Focusing on the current task at hand without thinking about the future doesn’t come intuitively to most people, but if you just approach your goals inch-by-inch, you’ll find that your anxieties won’t have as much room to breathe.

10. Get professional driving lessons

From my perspective, working with a professional driving instructor was about as scary as driving itself. I’d heard horror stories about instructors yelling at their students or not explaining things properly, and I didn’t want any part of that. And yet, I also knew that I needed professional instruction. It was the only way I could safely experience more advanced driving situations and also spend more time behind the wheel of a car without roping in family members to help me.

In the end, there were two things that helped me overcome my anxiety of signing up for lessons:

  1. I spent a month practicing in my sister’s car, simply getting a feel for controlling the car, so I at least wouldn’t crash the instructor’s car within minutes of the first lesson.
  2. I only signed up for a single, one-hour driving lesson, which meant I only had to survive for sixty minutes if the instructor turned out to be a jerk.

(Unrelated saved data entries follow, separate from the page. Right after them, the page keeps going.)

PR #787, opened 2021-02-13
Store model variables in the model object

kylebaron:
# Summary
We were already looking for doubles, ints, bools, and making them global to the file. Same idea with pre-processor defines. 

This PR refactors that slightly so that we can have that information in a data structure stored in the model object. 

The information is accessed only by getting a list representation of the model (`as.list`) and looking at the `cpp_variables` item.

# Example
```r
> mod <- mcode("foo", code)
> 
> as.list(mod)$variables
     type  var  context
1     int    x preamble
2  double   CP      ode
3    bool blah    table
4 capture yick    table
```

or 

```r
> mod <- modlib("viral2")
Building viral2 ... done.
> as.list(mod)$cpp_variables
    type       var context
1 define         a  global
2 define         b  global
3 define       eps  global
4 define      epsm  global
5 double     logVT   table
6 double      logV   table
7 double     logVM   table
8 double     logIT   table
9 double logChange   table
```


timwaterhouse (commented):
You mention `variables` in the PR summary and first example. I think that's a typo and should be `cpp_variables`, but want to make sure I'm not missing something.

kylebaron:
Thanks; it was originally `variables` but I switched it to be more specific.

timwaterhouse (approved):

Fortunately though, the instructor was incredible. He offered practical advice when I made mistakes, had more confidence in me than I had in myself, and knew how far to push my abilities without setting me up for failure.

By the time I passed my practical driving test, I’d had fifteen professional lessons, and while they weren’t cheap (around $70 per lesson) they were instrumental to the progress that I’d made. You can learn to drive with fewer lessons, but budgeting enough money for at least 4-5 lessons over the course of a month would be ideal. If you can’t afford those lessons, I’d argue you can’t afford to drive.

11. Watch videos by The Learner Driver Centre

The Learner Drive Centre is a UK driving school that has published a ton of incredible videos on their YouTube channel about learning to drive. Depending on your location, there might be some nuances that you have to account for (like driving on the opposite side of the road), but most of the advice is applicable to everyone.

As a starting point, watch the “Getting Moving” video, which explores the fundamental details (the “technical” skills) of operating a vehicle:

You might also like to watch the “Claire’s Driving Lessons” series, which follows a learner driver’s journey from having never driven before to getting her license:

They’re not exactly thrilling entertainment, but they are the most comprehensive driving instruction that I’ve found online, and by seeing what professional lessons were like, I felt less anxious about getting lessons myself.